It was one of those movies where the heroes keep pulling out bigger and bigger guns, spraying bullets, launching missiles, firing rockets, until they finally stop and scratch their heads, because the monster doesn’t have a dent.
The monster in this case is Pekka Rinne, the Nashville goaltender who is so tall, he wears the crossbar as a belt.
And no matter what the Wings threw at him Tuesday night – slap shots, backhanders, rebounds, pokes – he had a stop as automatic as a tollbooth arm. Forty one Detroit shots. After 43 on Sunday.
And three Detroit goals to show for it? Not gonna cut it.
“Once again we created a lot of chances,” Henrik Zetterberg said after the 3-1 defeat in Game 4 that puts the Wings a loss away from summer vacation, “and we can’t really get the puck behind him.”
Mike Babcock was even more frustrated. “I mean, you can’t keep playing like this,” he lamented, holding the stat sheet like an unwanted parking ticket, “having the puck all the time and have the other team beatin’ ya.”
You can worry now – if you weren’t worried before. Hockey season is melting early. Two playoff home games have yielded two playoff home losses, and Tuesday night the Joe emptied quickly and quietly, as if accepting that our beautiful game may have seen its last home hurrah.
It wasn’t a bad start. It wasn’t too many penalties. It wasn’t unfair calls. It wasn’t a lack of spirit.
A reporter suggested to Babcock that the difference was the goaltender. “I agree,” he said.
And he said no more.
The Wings players agree as well. There was not a big name on the roster who didn’t get a clear shot at Rinne in this game. Zetterberg had all kinds of chances. Pavel Datsyuk had a gorgeous backhand try – denied. Jiri Hudler missed a great chance on a power play. Danny Cleary was alone in front when Rinne stopped him. Niklas Kronwall took a perfect Zetterberg pass but pushed it just wide. Johan Franzen came charging in but couldn’t land it.
If near misses were highlights, the Wings would have dominated “SportsCenter.”
“What could you do differently?” Babcock was asked.
“Well, we’d like to score,” he said.
No kidding. And he’s not kidding. It is hard to find a lot of fault with the Wings’ effort. Which leaves no choice but to salute the Predators’ effort. They are pretty disciplined defensively, they push you to the side, they clog the middle, they don’t screw up very often.

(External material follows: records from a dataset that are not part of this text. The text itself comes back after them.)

PR #1669, opened 2020-06-19
Fix metro config blacklistRe generation on Windows

belemaire:
Kinda follow up to https://github.com/electrode-io/electrode-native/pull/1666

`blacklistRe` paths in `metro.config.js` are not generated properly on Windows.

For example, this is how a path will currently look like when generated `/C:\foo\node_modules\react-native\/.*/`, while valid path should instead be `/C:\\foo\\node_modules\\react-native\\.*/`

To be noted that there is some duplication here (in `start` and `generateComposite`), not limited to this line. Some refactoring should be done. Not part of this PR only addressing this issue with minimum changes, for patch release.

### DIFF
--- a/ern-composite-gen/src/generateComposite.ts
+++ b/ern-composite-gen/src/generateComposite.ts
@@ -282,7 +282,14 @@ You should resolve the following version mismatches prior to retrying.${os.EOL}`
         .concat(
           ...localMiniAppsPaths.map(p => path.join(p, 'node_modules/react'))
         )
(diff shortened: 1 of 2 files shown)


friederbluemle:
I actually did see this when I opened #1666, but wrongly assumed it was working as intended, since the single backslashes were not part of a normal string but a regular expression. My bad sorry about that.

belemaire:
No worry 👍  I assumed the same when looking at the generated file, took me a little while to figure out that this was an issue.

PR #1679, opened 2020-06-25
Remove jitpack from default repos

friederbluemle:


belemaire:
@friederbluemle, I am thinking about closing this PR.
Just happen to notice that [react native android app template itself is having jitpack declared in the list of default repositories](https://github.com/facebook/react-native/blob/e629e94b466ebbd5924b1d4493c026004dad707d/template/android/build.gradle#L35).
So instead of introducing a breaking change here and having to update existing plugin configurations in manifest that are pulling dependencies from jitpack, we should probably just keep it, we would also remain more closely aligned with react native itself.
I remember that we discussed getting rid of jitpack after noticing some internal issues with it from build machines, but I think it was only a temporary failure, not a real blocker. And even so, getting rid of it to work around the problem rather than to address the real problem, would not really have been the best solution.
What do you think ?

friederbluemle:
@belemaire - Sure, makes sense :+1:

PR #438, opened 2018-08-12
Clarify use of osc token

andreas-schwab:
Clarify the fact that the parameters of osc token -t and osc token -d are
of different types.

### DIFF
--- a/osc/commandline.py
+++ b/osc/commandline.py
@@ -720,7 +720,7 @@ class Osc(cmdln.Cmdln):
                         help='Create a new token')
     @cmdln.option('-d', '--delete', metavar='TOKENID',
                         help='Create a new token')
-    @cmdln.option('-t', '--trigger', metavar='TOKENID',
+    @cmdln.option('-t', '--trigger', metavar='TOKENSTRING',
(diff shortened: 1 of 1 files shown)


lethliel:
LTGM. Thanks for the patch.

marcus-h:
Thanks github for eating my message again...

```
  
Date: Tue, 14 Aug 2018 00:26:44 +0200
To: reply+00104a4cadec890b4c385eb0b61ee5bd956c607ff1f7f2e892cf000000011787deeb92a169ce14d99d3c@reply.github.com
Subject: Re: [openSUSE/osc] Clarify use of osc token (#438)

On 2018-08-12 04:41:31 -0700, Andreas Schwab wrote:
> Clarify the fact that the parameters of osc token -t and osc token -d are
> of different types.

Hmm I'm not sure if I understand this correctly, but you are talking about
"osc trigger -t 'TOKENID?project=foo&package=bar'" vs.
"osc trigger -d TOKENID", right?

If so, yes you are right (and we could/should fix the description). The
question is if this kind of usage was intended at all... :/

```

@andreas-schwab: was that ^^ your intention?

PR #443, opened 2018-09-07
make 'osc copypac --keep-link' description easier to understand

johanneskastl:
Make the --keep-link documentation for `osc copypac` easier to understand.

See [this mail thread](https://lists.opensuse.org/opensuse-buildservice/2018-09/msg00004.html) for my initial question and Marcus very helpful explanation .

### DIFF
--- a/osc/commandline.py
+++ b/osc/commandline.py
@@ -2880,7 +2880,7 @@ Please submit there instead, or use --nodevelproject to force direct submission.
     @cmdln.option('-k', '--keep-maintainers', action='store_true',
                         help='keep original maintainers. Default is remove all and replace with the one calling the script.')
     @cmdln.option('-K', '--keep-link', action='store_true',
-                        help='keep the source link in target, this also expands the source')
+                        help='If the target package is a link, the link is kept, but may be updated. If the source package is a link, its expanded version is considered.')
     @cmdln.option('-d', '--keep-develproject', action='store_true',
                         help='keep develproject tag in the package metadata')
     @cmdln.option('-r', '--revision', metavar='rev',


marcus-h:
On 2018-09-07 14:56:09 +0000, Johannes Kastl wrote:
> index 0bd1a939..9778061c 100644
> --- a/osc/commandline.py
> +++ b/osc/commandline.py
> @@ -2880,7 +2880,7 @@ def do_aggregatepac(self, subcmd, opts, *args):
>      @cmdln.option('-k', '--keep-maintainers', action='store_true',
>                          help='keep original maintainers. Default is remove all and replace with the one calling the script.')
>      @cmdln.option('-K', '--keep-link', action='store_true',
> -                        help='keep the source link in target, this also expands the source')
> +                        help='Only useful if the target already exists. If the target is a link or branch, keep the source link in target. If not, the target will have expanded sources and will not be a link.')

Hmm the new description is a bit misleading. What about

"If the target package is a link, the link is kept. The source package is
always expanded."

?

johanneskastl:
Hi Marcus,

> If the target package is a link, the link is kept. The source package is always expanded.

I like the first part. But the second is difficult IMHO. This reads like the **source package** is being touched and modified to no longer be a link or something along those lines.

How about:
"Only useful if the target is already existing, otherwise it behaves like the -e option.
If the target is a link, the link is kept, but the link revision may be updated. The sources in the source package are being copied over in their expanded form."

Or:
"Only useful if the target is already existing, otherwise it behaves like the -e option.
If the target is a link, the link is kept, but the link revision may be updated. The expanded sources will be copied from the source package to the target package."

Doesn't it copy over the diff with all its files, so the target package ends up with the exact same modifications as the source package?

marcus-h:
On 2018-09-10 12:35:18 -0700, Johannes Kastl wrote:
> > If the target package is a link, the link is kept. The source package is always expanded.
> 
> I like the first part. But the second is difficult IMHO. This reads like the **source package** is being touched and modified to no longer be a link or something along those lines.
> 
Ok, agreed:)

> How about:
> "Only useful if the target is already existing, otherwise it behaves like the -e option.
> If the target is a link, the link is kept, but the link revision may be updated. The sources in the source package are being copied over in their expanded form."
> 
> Or:
> "Only useful if the target is already existing, otherwise it behaves like the -e option.
> If the target is a link, the link is kept, but the link revision may be updated. The expanded sources will be copied from the source package to the target package."
> 
Hmm both variants are too long (IMHO) and "the link revision may be updated"
part is too implemention specific: in case of a branch, the baserev might
be updated (baserev != link revision (the "rev" attribute)). In case of
a non-branch link, the resulting _link could be "significantly" different.

Let's try to find a precise and concise description:)

What about

"If the target package is a link, the link is kept. If the source package
is a link, its expanded version is considered."

?

> Doesn't it copy over the diff with all its files, so the target package ends up with the exact same modifications as the source package?
> 
Hmm "which" diff?

johanneskastl:
After discussing with Marcus, I reworked the description:

> "If the target package is a link, the link is kept but may be updated.
> If the source package is a link, its expanded version is considered."

marcus-h:
On 2018-09-17 11:51:35 -0700, Johannes Kastl wrote:
> After discussing with Marcus, I reworked the description:
> 
> > "If the target package is a link, the link is kept but may be updated.
> > If the source package is a link, its expanded version is considered."
> 
Merged. Thanks a lot!

PR #444, opened 2018-09-21
chroot: mount /dev/shm

bmwiedemann:
otherwise programs like 'gyp' fail to work
that need it for interprocess communication


adrianschroeter:
The build script is supporting to jump into shell now (works at least for chroot and kvm). IMHO we should replace the code from this command entirely with that (and fix stuff there in case)

adrianschroeter:
we use now the build script for jumping into chroot

PR #454, opened 2018-10-17
add support for approved requests (requires OBS 2.10)

adrianschroeter:


adrianschroeter:
fixed your first two comments.

regarding the space, I did not added one on purpose, since you see that it belongs together and we don't with the result special states like "(outdated)" neither IIRC.

PR #456, opened 2018-10-23
add --alternative-project option to buildinfo

lethliel:
to be consistent with osc build

@marcus-h: please review

The option is ignored intentional when calling:

osc buildinfo <project> <package> <repo> <arch>


marcus-h:
Merged. Thanks a lot!

PR #457, opened 2018-10-25
Fix help for osc token

andreas-schwab:


lethliel:
Thanks for fixing this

And if they do, Babcock said, “you don’t even know who made (the mistake) because their goalie put the pad down.”
Detroit made two mistakes that led to goals, the worst being a silly three-man pursuit of Martin Erat, who wisely whipped the puck to wide-open Kevin Klein for the winner.

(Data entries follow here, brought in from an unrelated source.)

PR #459, opened 2018-10-31
Add --no-delay for osc release

JanZerebecki:
This is useful so one can wait with a following osc prjresult until
everything done. Without this one can not know if a release job hasn't
started yet or is already finished.


marcus-h:
On 2018-10-30 19:38:43 -0700, Jan Zerebecki wrote:
> This is useful so one can wait with a following osc prjresult until
> everything done. Without this one can not know if a release job hasn't
> started yet or is already finished.

Issue #458, opened 2018-10-26
Where to find / Add link to release management chapter in the OBS book


JanZerebecki:
`osc release --help` refers to a release management chapter in the OBS book https://github.com/openSUSE/osc/blob/1fab61c875fb48de0447501b170c1512abe3bae1/osc/commandline.py#L2997
but I can't find it.
Where is it?
Does it exist?
It would be helpful to add a link there.

PR #460, opened 2018-10-31
Remove reference to non existing documentation

JanZerebecki:
The release management chapter in the OBS book is no where to be found.

Resolves: https://github.com/openSUSE/osc/issues/458

### DIFF
--- a/osc/commandline.py
+++ b/osc/commandline.py
@@ -2993,8 +2993,7 @@ Please submit there instead, or use --nodevelproject to force direct submission.
         """${cmd_name}: Release sources and binaries
 
         This command is used to transfer sources and binaries without rebuilding them.
-        It requires defined release targets set to trigger="manual". Please refer the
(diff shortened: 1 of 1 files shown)


marcus-h:
On 2018-10-31 13:28:55 +0000, Jan Zerebecki wrote:
> The release management chapter in the OBS book is no where to be found.
> 
Hmm the help text probably refers to the unpublished project building
chapter [1].
@adrianschroeter: are you going to publish this chapter in the near future?

[1] https://github.com/openSUSE/obs-docu/blob/master/xml/obs_product_building.xml

tomschr:
> From the commit message [...] that was maybe because it looked like there was no useful information besides placeholders in it.

Exactly! When I worked on this chapter, there was no information about this. So I've marked this chapter as "to be definied" (tbd). :wink:  Basically, they are just structures that I think would be useful to describe.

“We had three guys back,” Babcock said, “we all end up chasing the puck for no reason – and it went in our net.”
He sighed. I can’t be sure, but I had the feeling Babcock went outside after this one, checked the stat sheet, looked to the heavens and said, “Are you kidding me?”
Too soon for summer
And that’s how many Wings fans may feel this morning. How does a team that set the NHL record for consecutive home wins this year lose two straight home playoff games? How does a team with immeasurable postseason experience seem out-cooled by a team that didn’t even exist when Nick Lidstrom joined the Detroit roster?
How does a team that has seven shots in one period, three in the next, and seven in the last wind up winning 3-1?
The answers: 1) That’s hockey. 2) That’s goaltending.
Right now, the Wings are up against an in-Pekkable opponent. And as long as Rinne is this perfect, a Detroit win is unlikely. Maybe he goes flat next game. Maybe, on the brink of winning the first round, the Preds get a little cocky.
“That’ll be our mindset,” Lidstrom said in the locker room. “Just go down there and steal a game.”
Of course they’ll need to steal two more after that. But one thing at a time. We hope there is more. We hope – like last year – there is a three-game postseason win streak.
But with the Pistons a non-factor, fans left the Joe knowing Detroit could essentially be one game away from baseball season- and only baseball season – for the rest of the spring and a long, lonely summer.